Ich denke, das da eher die FU's bzw. deren Ableitströme verantwortlich sind. Real hängt das Auslösen oder eben nicht Auslösen auch vom jeweiligen Netz ab. (Stichwort Erdungswiderstand bei versch. Frequenzen).
Wenn Ihr über den FI irgendwelche Steckdosen sichert, sollten die FU's aussen vor bleiben.


----------



## superkato (13 September 2014)

Jap das sind 230V Spulen.
Der Fi kommt direkt nach der Haupteinspeisung, sichert also alles ab.
Ich kann mal die Impendanzen messen.


----------



## rostiger Nagel (13 September 2014)

Das sind sicherlich deine FUs, ich tippe mal auf S120.
Hast du schon einmal versucht da einen Allstromsensitiven FI-Schutzschalter zu verbauen?

http://www.google.de/url?sa=t&rct=j...3VgPgD&usg=AFQjCNFB8oemo-xGo6-mMxQPknrAwQPULg

Das der FI bei euch in der Firma nicht ausglöst hat, könnte auch an einer
Fehlerhaften Elektroinstallation liegen, normal kommen die FIs pünktlich 
wie die Eisenbahn.


----------



## weißnix_ (13 September 2014)

Mal (als Frage)am Rande: @rostiger Nagel
allstromsensitiv oder nicht ist eine Frage der Schutzfunktion. Bei Geräten mit Gleichrichtern nach dem FI ist in jedem Falle ein allstromsensitiver erforderlich, da Gleichströme auf der Leitung m.W. den Wandler im FI in die Sättigung treiben und er dadurch auch bei Wechselfehlerströmen nicht reagiert.

Aber was hilft das bei real vorhandenen Auslösebedingungen? 30mA sind 30mA.
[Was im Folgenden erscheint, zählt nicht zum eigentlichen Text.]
PR #1987, opened 2026-06-04
feat(privacy): canvas fingerprint probe detector — sensitive method + threshold guard 

abdulbeast4-creator:
## Summary

Introduces `isCanvasFingerprintAttempt(ctxMethodName, callCount)` — a production-ready privacy utility that detects when HTML5 canvas data-extraction methods are being called at frequencies consistent with device fingerprinting probes, enabling consent pipelines to intercept and block tracking attempts before pixel data leaves the browser context.

## Files changed (2 — no stacked diff)

| File | Role |
|------|------|
| `src/utils/privacy/canvasDetector.js` | Production utility |
| `src/utils/privacy/canvasDetector.test.js` | Canonical test (54 assertions) |

## Detection contract

| `ctxMethodName` | `callCount` | Returns | Reason |
|---|---|---|---|
| `"toDataURL"` | `6` | `true` | Sensitive + above threshold |
| `"toDataURL"` | `5` | `false` | At threshold — not over |
| `"getImageData"` | `50` | `true` | Sensitive + above threshold |
| `"toBlob"` | `6` | `true` | Async extraction variant |
| `"lineTo"` | `1000` | `false` | Drawing primitive — never flagged |
| `"stroke"` | `100` | `false` | Drawing primitive — never flagged |
| `"TODATAURL"` | `100` | `false` | Wrong case — canvas API is case-sensitive |
| `null` / `NaN` / `"6"` | any | `false` | Invalid input — never throws |

## Sensitive method registry

Three canonical canvas data-extraction methods are registered:

| Method | Fingerprint vector |
|---|---|
| `toDataURL` | Serialises full canvas bitmap to a data URL; rendering differences between GPU, driver, and OS font stack produce a device-unique hash |
| `getImageData` | Exposes raw RGBA pixel buffer — same uniqueness surface as `toDataURL` at the buffer level |
| `toBlob` | Async variant of `toDataURL`; same device-identifying bitmap, delivered via callback |

All other canvas methods (`fillRect`, `lineTo`, `stroke`, `arc`, `drawImage`, …) are general-purpose drawing primitives that manipulate canvas state without extracting image data. They are **never** flagged regardless of call frequency.

## Threshold semantics

`callCount > 5` — callCount of exactly **5 is not flagged**; **6 is the first positive case**.

Legitimate rendering rarely requires extracting pixel data more than a handful of times per page load. A probe loop iterating `toDataURL` or `getImageData` to sample GPU rendering variations will always exceed this threshold.

## Local proof

```
node src/utils/privacy/canvasDetector.test.js

[Suite 1] Sensitive methods called > 5 times → true          7/7  PASS
[Suite 2] Sensitive methods at/below threshold → false        7/7  PASS
[Suite 3] Generic drawing methods — never flagged             9/9  PASS
[Suite 4] Exact threshold boundary (5=false, 6=true)          4/4  PASS
[Suite 5] Case sensitivity — wrong-case variants rejected     5/5  PASS
[Suite 6] Invalid ctxMethodName → false                       8/8  PASS
[Suite 7] Invalid callCount → false                          10/10 PASS
[Suite 8] Return type always strict boolean                   4/4  PASS

──────────────────────────────────────────────────
[PASS] All 54 assertions passed. Canvas fingerprint detector contract fully verified.
```

## CI gate checklist

- [x] **PR Base Policy** — targets `integration/pr-train` (not `main`)
- [x] **DCO** — `Signed-off-by: Abdul Rashid <smirthidharmaiit@gmail.com>` on commit
- [x] **Secret Scan** — no secrets, keys, seed values, or `_KEY` variable names
- [x] **Stacked diff** — branch created fresh from `origin/integration/pr-train`; diff is exactly 2 new files, 0 modified files
- [x] **CommonJS** — `require` / `module.exports`; native `assert`; `process.exit(0/1)`
- [x] **No mocks** — test exercises the real production module directly
- [x] **`runTest` pattern** — all 54 assertions wrapped in `runTest(label, fn)`

## Trust boundary proof

`isCanvasFingerprintAttempt` is a pure, read-only function — it evaluates the two provided arguments and returns a boolean. The trust boundary is the call site: downstream consent handlers receive only the boolean signal (`true` = probe detected, intercept required); no raw canvas context or method metadata propagates further. Suite 5 structurally asserts that case-variant spellings are not treated as matches, preventing any normalisation bypass. Suite 8 asserts the return is always a strict boolean, preventing implicit coercion at integration points.
)

### DIFF
--- a/src/utils/privacy/canvasDetector.js
+++ b/src/utils/privacy/canvasDetector.js
@@ -1,0 +1,75 @@
+"use strict";
+
+/**
+ * Canvas methods that extract device-specific rendered output and are
+ * canonically associated with fingerprinting attacks:
+ *
+ *   toDataURL   — serialises the entire canvas bitmap to a data URL;
+ *                 rendering differences between GPUs, drivers, and OS
+ *                 font stacks produce a unique hash per device.
+ *   getImageData — exposes raw RGBA pixel data; same uniqueness surface
+ *                  as toDataURL but at the buffer level.
+ *   toBlob       — async variant of toDataURL; produces the same
+ *                  device-identifying bitmap, just delivered via callback.
+ *
+ * Methods not listed here (fillRect, lineTo, stroke, arc, drawImage, …)
+ * are general-purpose drawing primitives.  They manipulate the canvas
+ * state but do not extract image data, so they are never flagged.
+ */
+const SENSITIVE_METHODS = new Set(["toDataURL", "getImageData", "toBlob"]);
+
+/**
+ * Minimum call count that triggers a fingerprint flag.
+ * Legitimate rendering rarely needs to extract pixel data more than a
+ * handful of times; repeated extraction is the signature of a probe loop.
+ */
+const CALL_COUNT_THRESHOLD = 5;
+
+/**
+ * isCanvasFingerprintAttempt(ctxMethodName, callCount)
+ *
+ * Evaluates a canvas API call record and returns `true` when the pattern
+ * matches a known fingerprinting probe:
+ *
+ *   1. `ctxMethodName` must be one of the data-extraction methods listed in
+ *      SENSITIVE_METHODS (case-sensitive — canvas API is case-sensitive).
+ *   2. `callCount` must strictly exceed CALL_COUNT_THRESHOLD (> 5).
+ *      A callCount of exactly 5 is NOT flagged; 6 is the first positive case.
+ *
+ * Returns `false` — never throws — for every other input combination,
+ * including:
+ *   • Non-sensitive drawing methods regardless of call count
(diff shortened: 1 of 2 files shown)


kushaltrivedi5:
## Closed: unattached canvas fingerprint detector superseded

### Direction
The PR adds a root `src/utils/privacy/canvasDetector.js` helper without attaching it to a shipped browser privacy or telemetry surface.

### Outcome
I am closing this as a non-merge vehicle because an unattached root helper would create a parallel contract that product checks do not exercise.

### Path To Merge
Resubmit against the real privacy/telemetry boundary that observes canvas access, with tests proving the shipped path applies the detector safely.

PS: Gerade mal Deinem Link gefolgt: Da sieht man es sehr schön. Der Typ B ist hier ein Typ A mit zusätzlicher Elektronikeinheit. D.h. Was einen Typ A zum klicken bringt, schafft das auch beim Typ B.

PPS: Deine Sig hab ich mir groß über den Schreibtisch gehängt. Wurde von meinem Chef glatt als Provokation aufgefasst

PPPS: Der *selektive *also auslöseverzögerte FI als Typ B sollte wohl helfen.


----------



## MSB (13 September 2014)

Wenn der FI beim Ein bzw Ausschalten fällt,
dann liegt das eigentlich in aller Regel an den verbauten Netzfiltern,
in Verbindung mit zeitlich verzögerten Schalten der 3 Phasen zueinander durch den Hauptschalter.

Durch die dann kurzzeitig vorhandene 1 oder 2 phasige Betriebsweise des Netzfilters kommt es zu relativ hohen Ableitströmen,
bzw. in dem Fall eher Ausgleichsströmen.

Abhilfe eigentlich nur falls möglich bzw. zulässig FI mit größerem Delta I einbauen.

Bei dem Spielchen spielen dann aber auch noch Sachen wie Netzimpedanzen eine Rolle.

Mfg
Manuel


----------



## zako (13 September 2014)

... hier die Hinweise zum SINAMICS S120 Booksize (Kapitel 3.4):

http://support.automation.siemens.com/WW/view/de/99687925

Auch für die AC/AC- Geräte oder G120 stehen im zugehörenden Gerätehandbuch entsprechende Hinweise.


----------